Data for this exercise –
PR #293, opened 2025-06-12
[DOCS] Improve the introduction and installation section of the documentation

gmarkall:
The scope of these changes is to make it so that:

*  A user landing on the index page of the documentation gets a coherent, quick summary of Numba, and links to different parts of the document.
* Proceeding through the docs to the first page, they get installation instructions that are both relevant and correct
* Following that, the documentation continues with the "usual" introduction to writing CUDA kernels.

The Installation section here is mostly what was called "Overview" before - anything from that section that wasn't to do with installation was pushed into the next page that explains how to write kernels - I have not put much effort into improving that page here.

The Installation section should give users a good reference on how to install numba-cuda and have the required bindings installed and usable, or they should be able to disable the NVIDIA bindings if they don't want to use them.

### DIFF
--- a/docs/source/user/installation.rst
+++ b/docs/source/user/installation.rst
@@ -1,57 +1,34 @@
-========
-Overview
-========
+.. _numba-cuda-installation:
 
-Numba-CUDA supports programming NVIDIA CUDA GPUs by directly compiling a
-restricted subset of Python code into CUDA kernels and device functions
-following the CUDA execution model.
+============
+Installation
+============
 
-
-Terminology
-===========
-
-Several important terms in the topic of CUDA programming are listed here:
-
-- *host*: the CPU
-- *device*: the GPU
-- *host memory*: the system main memory
-- *device memory*: onboard memory on a GPU card
-- *kernels*: a GPU function launched by the host and executed on the device
-- *device function*: a GPU function executed on the device which can only be
-  called from the device (i.e. from a kernel or another device function)
-
-
-Programming model
-=================
-
-Most CUDA programming facilities exposed by Numba map directly to the CUDA
-C language offered by NVidia.  Therefore, it is recommended you read the
-official `CUDA C programming guide <http://docs.nvidia.com/cuda/cuda-c-programming-guide>`_.
-
+Requirements
+============
 
 Supported GPUs
-==============
+--------------
 
 Numba supports all NVIDIA GPUs that are supported by the CUDA Toolkit it uses.
 Presently for CUDA 11 this ranges from Compute Capabilities 3.5 to 9.0, and for
 CUDA 12 this ranges from 5.0 to 12.1, depending on the exact installed version.
 
 
-.. _numba-cuda-installation:
-
-Installation
-============
-
-CUDA Toolkits
--------------
+Supported CUDA Toolkits
+-----------------------
 
 Numba-CUDA aims to support all minor versions of the two most recent CUDA
 Toolkit releases. Presently 11 and 12 are supported; CUDA 11.2 is the minimum
 required, because older releases (11.0 and 11.1) have a version of NVVM based on
-previous and incompatible LLVM versions.
+a previous and incompatible LLVM version.
 
-For further information of version compatibility between toolkit and driver
+For further information about version compatibility between toolkit and driver
 versions, refer to :ref:`minor-version-compatibility`.
+
+
+Installation with a Python package manager
+==========================================
 
 Conda users can install the CUDA Toolkit into a conda environment.
 
@@ -71,24 +48,22 @@ or::
 
     $ pip install numba-cuda[cu11]
 
-If you are not using Conda or if you want to use a different version of CUDA
-toolkit, the following describes how Numba searches for a CUDA toolkit
-installation.
+If you are not using Conda/pip or if you want to use a different version of CUDA
+toolkit, :ref:`cudatoolkit-lookup` describes how Numba searches for a CUDA toolkit.
 
+
+Configuration
+=============
 
 .. _cuda-bindings:
 
 CUDA Bindings
-~~~~~~~~~~~~~
+-------------
 
 Numba supports interacting with the CUDA Driver API via either the `NVIDIA CUDA
 Python bindings <https://nvidia.github.io/cuda-python/>`_ or its own ctypes-based
 bindings. Functionality is equivalent between the two binding choices. The
 NVIDIA bindings are the default, and the ctypes bindings are now deprecated.
-
-ctypes-based bindings are presently the default, but the NVIDIA bindings will
-be used by default (if they are available in the environment) in a future Numba
-release.
 
 If the NVIDIA bindings are not present in your environment, you can install them
 with::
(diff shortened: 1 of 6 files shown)


docs/source/user/installation.rst
```diff
@@ -0,0 +1,111 @@
...
+
+
+Installation with a Python package manager
+==========================================
+
+Conda users can install the CUDA Toolkit into a conda environment.
+
+For CUDA 12, ``cuda-nvcc`` and ``cuda-nvrtc`` are required::
+
+    $ conda install -c conda-forge numba-cuda cuda-nvcc cuda-nvrtc "cuda-version>=12.0"
```
kkraus14: Should we consider just adding these to the conda recipe?

docs/source/user/installation.rst
```diff
@@ -0,0 +1,111 @@
...
+can be enabled by setting the environment variable
+:envvar:`NUMBA_CUDA_USE_NVIDIA_BINDING` to ``"0"``.
+
+
+.. _cudatoolkit-lookup:
+
+Setting CUDA Installation Path
+------------------------------
+
+Numba searches for a CUDA toolkit installation in the following order:
```
kkraus14: I think this order is for the ctypes based bindings and doesn't reflect the `cuda-bindings` based search order. For `cuda-bindings` it will follow the behavior described here: https://github.com/NVIDIA/cuda-python/tree/main/cuda_bindings/cuda/bindings/_path_finder#library-loading-search-priority

docs/source/user/kernels.rst
```diff
@@ -24,6 +30,28 @@ consider how to use and access memory in order to minimize bandwidth
...
+- *kernels*: a GPU function launched by the host and executed on the device
+- *device function*: a GPU function executed on the device which can only be
+  called from the device (i.e. from a kernel or another device function)
+
+
+Programming model
+=================
+
+Most CUDA programming facilities exposed by Numba map directly to the CUDA
+C language offered by NVidia.  Therefore, it is recommended you read the
```
kkraus14:
```suggestion
C language offered by NVIDIA.  Therefore, it is recommended you read the
```

docs/source/user/installation.rst
kkraus14: To add, once we depend on `cuda-bindings` in the conda recipe, `cuda-nvrtc` is already a dependency. What is `cuda-nvcc` needed for?

docs/source/user/installation.rst
```diff
@@ -0,0 +1,111 @@
...
+NVIDIA bindings are the default, and the ctypes bindings are now deprecated.
+
+If the NVIDIA bindings are not present in your environment, you can install them
+with::
+
+   $ conda install -c conda-forge cuda-bindings
+
+if you are using Conda, or::
+
+   $ pip install cuda-bindings[cu11]
```
brandon-b-miller: Is `cu11` an extra for `cuda-bindings`? Same with cu12 below

kkraus14: No it is not. We should be doing `cuda-bindings[all]==11` / `cuda-bindings[all]==12`. That being said, I think we should just advertise the `numba-cuda[cuXX]` path instead?

docs/source/user/installation.rst
gmarkall: I'm stretching my memory a bit here, but I think it might have been the only way to get libdevice installed (I'm not sure if that's still current).

docs/source/user/installation.rst
gmarkall: Thanks - I didn't realise this until our sync meeting today, after I made this PR. Will update.

docs/source/user/installation.rst
gmarkall: I would be happy to change this but I'm not clear what the exact correct thing to write should be. Can you make a suggestion please?

docs/source/user/installation.rst
kkraus14: If it's only for `libdevice` then that comes from the `cuda-nvvm-tools` conda package these days that we should depend on instead.

docs/source/user/installation.rst
leofang: I believe we can just keep the text but remove all conda/pip install commands from this section. In the previous section, we already taught users how to install things, and `cuda-bindings` will be installed there. So, here we just need to teach users how to fall back to ctypes.

docs/source/user/installation.rst
leofang: `cuda-nvcc` was probably used to provide libnvvm. I need to look it up and check which 12.x did we split it from nvcc-impl.

docs/source/user/installation.rst
leofang: Might be better to add a note explaining the search order might change in the future?

leofang:
@gmarkall the root README also has installation instructions that need to be updated 😅

docs/source/user/installation.rst
gmarkall: I just remembered - if you want to run the full test suite, you need to have nvcc installed to build the test binaries. I don't know whether this means it makes sense to have it installed for end-users though.

gmarkall:
> @gmarkall the root README also has installation instructions that need to be updated 😅

Thanks for the reminder - I want to handle that in a separate PR when I can get round to it. My thinking here was that a little improvement is better than no improvement because I didn't have time to do both.

docs/source/user/installation.rst
gmarkall: > Should we consider just adding these to the conda recipe?

If I run

```
$ mamba create -n test-install-numba-cuda-015 python=3.12 nvidia::numba-cuda
```

(using the NVIDIA channel only because 0.15.0 is not yet on conda-forge right now)

then it will install (amongst others)

```
  Package                     Version  Build                 Channel           Size
─────────────────────────────────────────────────────────────────────────────────────
  Install:
─────────────────────────────────────────────────────────────────────────────────────

 
  + cuda-version                 12.9  h4f385c5_3            conda-forge       22kB
  + cuda-nvvm-dev_linux-64    12.9.86  ha770c72_1            conda-forge       27kB
  + cuda-nvvm-tools           12.9.86  he02047a_1            conda-forge       24MB
  + cuda-nvvm-impl            12.9.86  he02047a_1            conda-forge       21MB
  + libnvjitlink              12.9.86  h5888daf_0            conda-forge       31MB
  + cuda-nvrtc                12.9.86  h5888daf_0            conda-forge       67MB
  + cuda-nvvm                 12.9.86  h69a702a_1            conda-forge       25kB
  + cuda-bindings              12.9.0  py312h77ce6f0_0       conda-forge     Cached
  + numba                      0.61.2  py312h7bcfee6_1       conda-forge     Cached
  + numba-cuda                 0.15.0  py_0                  nvidia          Cached
```

so it looks like `mamba install numba-cuda` is going to be sufficient to pull in all required dependencies for running Numba-CUDA - I'll simplify the docs here.

docs/source/user/installation.rst
gmarkall: I'll make it clear that the behaviour using the NVIDIA bindings follows path-finder's logic, and that the ctypes behaviour is for the deprecated path.

docs/source/user/installation.rst
gmarkall: Thanks Leo - I've now removed these, and it does read better.

gmarkall:
Thanks all - I believe I've now addressed all comments (and it does read better as a result!).

docs/source/user/installation.rst
```diff
@@ -0,0 +1,105 @@
...
+
+    $ conda install -c conda-forge numba-cuda "cuda-version>=12.0"
+
+Alternatively, you can install all CUDA 12 dependencies from PyPI via ``pip``::
+
+    $ pip install numba-cuda[cu12]
+
+For CUDA 11, ``cudatoolkit`` is required::
+
+    $ conda install -c conda-forge numba-cuda cudatoolkit "cuda-version>=11.2,<12.0"
```
kkraus14: `cudatoolkit` is already implicitly added from the `cuda-bindings` dependency we added.
```suggestion
    $ conda install -c conda-forge numba-cuda "cuda-version>=11.2,<12.0"
```

kkraus14 (approved):

leofang:
> > @gmarkall the root README also has installation instructions that need to be updated 😅
> 
> Thanks for the reminder - I want to handle that in a separate PR when I can get round to it. My thinking here was that a little improvement is better than no improvement because I didn't have time to do both.

Let me take care of this!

Work request –
Exactly repeat the lines above, from the opening line through the one with "The Installation section here", and include nothing else.

Response for this exercise –
PR #293, opened 2025-06-12
[DOCS] Improve the introduction and installation section of the documentation

gmarkall:
The scope of these changes is to make it so that:

*  A user landing on the index page of the documentation gets a coherent, quick summary of Numba, and links to different parts of the document.
* Proceeding through the docs to the first page, they get installation instructions that are both relevant and correct
* Following that, the documentation continues with the "usual" introduction to writing CUDA kernels.

The Installation section here is mostly what was called "Overview" before - anything from that section that wasn't to do with installation was pushed into the next page that explains how to write kernels - I have not put much effort into improving that page here.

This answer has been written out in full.